PR #4135, opened 2023-01-08
Polish changelogs

rawtaz:

Polishes changelogs to make sure they're readable and hopefully understandable by everyone :)

Nein.

Checklist
---------

### DIFF
--- a/changelog/unreleased/issue-1734
+++ b/changelog/unreleased/issue-1734
@@ -1,16 +1,15 @@
-Enhancement: "Everything is ok" message after retrying
+Enhancement: Inform about successful retries after errors
 
-When a recoverable error is encountered, restic displays a warning message
-saying it's retrying, like this one:
+When a recoverable error is encountered, restic shows a warning message saying
+that it's retrying, e.g.:
 
-Save(<data/956b9ced99>) returned error, retrying after 357.131936ms: CreateBlockBlobFromReader: Put https://example.blob.core.windows.net/restic/data/95/956b9ced99...aac: write tcp 192.168.11.18:51620->1.2.3.4:443: write: connection reset by peer
+`Save(<data/956b9ced99>) returned error, retrying after 357.131936ms: ...`
 
-This message can be a little confusing because it seems like there was an
-error, but we're not sure if it was actually fixed by retrying.
+This message can be confusing in that it never clearly states whether the retry
+is successful or not. This has now been fixed such that restic follows up with
+a message confirming a successful retry, e.g.:
 
-restic is now displaying a confirmation that the action was successful after retrying:
-
-Save(<data/956b9ced99>) operation successful after 1 retries
+`Save(<data/956b9ced99>) operation successful after 1 retries`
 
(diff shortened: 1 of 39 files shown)


changelog/unreleased/issue-1734
```diff
@@ -1,16 +1,15 @@
-Enhancement: "Everything is ok" message after retrying
+Enhancement: Confirm successful retries after errors
```
MichaelEischer, line 1: What about `Inform about successful retries after errors`? The meaning of "confirm" wasn't clear to me at first glance.

changelog/unreleased/issue-2715
```diff
@@ -1,17 +1,19 @@
 Enhancement: Stricter repository lock handling
 
-Restic commands kept running even if they failed to refresh their locks in
-time. This can be a problem if a concurrent call to `unlock` and `prune`
-removes data from the repository. Not refreshing a lock in time can for example
-be caused by a client switching to standby while running a backup.
+Previously, restic commands kept running even if they failed to refresh their
+locks in time. This could be a problem e.g. in case `unlock` was run while
```
MichaelEischer, line 4: I've had a slightly different scenario in mind:

Take two clients. Client A starts a backup and then enters standby. Later, Client B uses `unlock` and `prune`. This will remove all data added by the in-progress backup of client A. To prevent the creation of a broken snapshot, we must ensure that the backup run of client A does not complete. If client A completes its snapshot, then most of its data will be missing.

The `unlock` call in the changelog will only remove locks, if `prune` is run on a host that entered standby in the meantime. The scenario in which `prune` is paused (e.g. by standby), then `unlock && prune` are run, and afterwards the initial prune continues, is still somewhat problematic. Even with the PR, restic requires a short moment to notice that it's lock expired. During that moment it might delete some file which is still necessary. However, the chances of that happening are rather small.

The general pattern of problematic scenarios are those which run an operation which modifies the repository, then pause it. And afterwards unlock and prune the repository. If the initial operation continues afterwards (largely prevented by the PR), then there will be some data loss.

What about the following?
```
Previously, restic commands kept running even if they failed to refresh their
locks in time. This could be a problem e.g. in case the client system running a backup
entered the standby power mode while the backup was still in progress. This prevents the
client from refreshing its lock. After a short delay another host could successfully `unlock`
and `prune` the repository. This also removes all data added by the in-progress backup.
If the backup client continues its backup, even though its lock had expired in the meantime,
this leads to an incomplete snapshot.

Lock handling is now much stricter, [...]
```

MichaelEischer (commented):
Mostly LGTM, except for the following comments.

changelog/unreleased/issue-1734
rawtaz: Changed.

changelog/unreleased/issue-2715
rawtaz: Thank you for the clarification! :) I pushed a replaced changelog with pretty much exactly what you suggested in it.

MichaelEischer (approved):
LGTM.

Work task: Print the material once more, exactly.

Written response:
PR #4135, opened 2023-01-08
Polish changelogs

rawtaz:

Polishes changelogs to make sure they're readable and hopefully understandable by everyone :)

Nein.

Checklist
---------

### DIFF
--- a/changelog/unreleased/issue-1734
+++ b/changelog/unreleased/issue-1734
@@ -1,16 +1,15 @@
-Enhancement: "Everything is ok" message after retrying
+Enhancement: Inform about successful retries after errors
 
-When a recoverable error is encountered, restic displays a warning message
-saying it's retrying, like this one:
+When a recoverable error is encountered, restic shows a warning message saying
+that it's retrying, e.g.:
 
-Save(<data/956b9ced99>) returned error, retrying after 357.131936ms: CreateBlockBlobFromReader: Put https://example.blob.core.windows.net/restic/data/95/956b9ced99...aac: write tcp 192.168.11.18:51620->1.2.3.4:443: write: connection reset by peer
+`Save(<data/956b9ced99>) returned error, retrying after 357.131936ms: ...`
 
-This message can be a little confusing because it seems like there was an
-error, but we're not sure if it was actually fixed by retrying.
+This message can be confusing in that it never clearly states whether the retry
+is successful or not. This has now been fixed such that restic follows up with
+a message confirming a successful retry, e.g.:
 
-restic is now displaying a confirmation that the action was successful after retrying:
-
-Save(<data/956b9ced99>) operation successful after 1 retries
+`Save(<data/956b9ced99>) operation successful after 1 retries`
 
(diff shortened: 1 of 39 files shown)


changelog/unreleased/issue-1734
```diff
@@ -1,16 +1,15 @@
-Enhancement: "Everything is ok" message after retrying
+Enhancement: Confirm successful retries after errors
```
MichaelEischer, line 1: What about `Inform about successful retries after errors`? The meaning of "confirm" wasn't clear to me at first glance.

changelog/unreleased/issue-2715
```diff
@@ -1,17 +1,19 @@
 Enhancement: Stricter repository lock handling
 
-Restic commands kept running even if they failed to refresh their locks in
-time. This can be a problem if a concurrent call to `unlock` and `prune`
-removes data from the repository. Not refreshing a lock in time can for example
-be caused by a client switching to standby while running a backup.
+Previously, restic commands kept running even if they failed to refresh their
+locks in time. This could be a problem e.g. in case `unlock` was run while
```
MichaelEischer, line 4: I've had a slightly different scenario in mind:

Take two clients. Client A starts a backup and then enters standby. Later, Client B uses `unlock` and `prune`. This will remove all data added by the in-progress backup of client A. To prevent the creation of a broken snapshot, we must ensure that the backup run of client A does not complete. If client A completes its snapshot, then most of its data will be missing.

The `unlock` call in the changelog will only remove locks, if `prune` is run on a host that entered standby in the meantime. The scenario in which `prune` is paused (e.g. by standby), then `unlock && prune` are run, and afterwards the initial prune continues, is still somewhat problematic. Even with the PR, restic requires a short moment to notice that it's lock expired. During that moment it might delete some file which is still necessary. However, the chances of that happening are rather small.

The general pattern of problematic scenarios are those which run an operation which modifies the repository, then pause it. And afterwards unlock and prune the repository. If the initial operation continues afterwards (largely prevented by the PR), then there will be some data loss.

What about the following?
```
Previously, restic commands kept running even if they failed to refresh their
locks in time. This could be a problem e.g. in case the client system running a backup
entered the standby power mode while the backup was still in progress. This prevents the
client from refreshing its lock. After a short delay another host could successfully `unlock`
and `prune` the repository. This also removes all data added by the in-progress backup.
If the backup client continues its backup, even though its lock had expired in the meantime,
this leads to an incomplete snapshot.

Lock handling is now much stricter, [...]
```

MichaelEischer (commented):
Mostly LGTM, except for the following comments.

changelog/unreleased/issue-1734
rawtaz: Changed.

changelog/unreleased/issue-2715
rawtaz: Thank you for the clarification! :) I pushed a replaced changelog with pretty much exactly what you suggested in it.

MichaelEischer (approved):
LGTM.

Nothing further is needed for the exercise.